62. Unique Paths

Posted 2020-11-10 lyinfo

62. Unique Paths

A robot is located at the top-left corner of a m x n grid (marked ‘Start‘ in the diagram below).

The robot can only move either down or right at any point in time. The robot is trying to reach the bottom-right corner of the grid (marked ‘Finish‘ in the diagram below).

How many possible unique paths are there?

Above is a 7 x 3 grid. How many possible unique paths are there?

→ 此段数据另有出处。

PR #236, opened 2019-12-18
Fix Scanner#internal_source? w/ Bundler::URI::HTTP

milgner:
Trying to use bundler-audit with Bundler 2.1.1 fails because
`Scanner#internal_source?` gets passed a `Bundler::URI::HTTP` instance.

```
uri/common.rb:745:in `URI': bad argument (expected URI object or URI string) (ArgumentError)
```

This patch uses `#to_s` on the passed object to work around that issue.

### DIFF
--- a/lib/bundler/audit/scanner.rb
+++ b/lib/bundler/audit/scanner.rb
@@ -167,7 +167,7 @@ module Bundler
       # @return [Boolean]
       #
       def internal_source?(uri)
-        uri = URI(uri)
+        uri = URI.parse(uri.to_s)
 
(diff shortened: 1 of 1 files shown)


milgner:
Looks like CI is [already failing on `master`](https://travis-ci.org/rubysec/bundler-audit/jobs/620851425)?

postmodern:
Odd, it appears Bundler 2.x has vendored the entire `URI` library in. In the future we should standardize on using `Bundler::URI`, so that we're consistent with their code.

Note: m and n will be at most 100.

Example 1:

Input: m = 3, n = 2
Output: 3
Explanation:
From the top-left corner, there are a total of 3 ways to reach the bottom-right corner:
1. Right -> Right -> Down
2. Right -> Down -> Right
3. Down -> Right -> Right

Example 2:

Input: m = 7, n = 3
Output: 28

　　题目要求到达终点的可能路径，在已知长宽的情况下，到达途中Finish，一共要走(m - 1) + ( n - 1) = m + n - 2，其中向右m - 1步，向下n - 1步，很典型的排列组合问题，即在m + n - 2步中选 m - 1个位置向右走，剩下的自然是向下走，得到公式：

　　　　N = C（m + n - 2, m - 1）

　　编码完成组合公式的计算：

    public int uniquePaths(int m, int n) {
        return choose(m + n - 2, m > n ? n - 1 : m - 1);
    }

    public static int choose(int m, int n) {
        int member = 1;
        int temp = n;
        while (temp-- > 0) {
            member *= m--;
        }
        int denominator = 1;
        int start = 1;
        temp = n;
        while (temp-- > 0) {
            denominator *= start++;
        }
        return member / denominator;
    }

　　提交后发现，在case : m = 10 , n = 10时，未通过。想了半天确定解题思路没问题，于是一步步debug，终于发现乘法计算中，超出了int能表示的最大整数！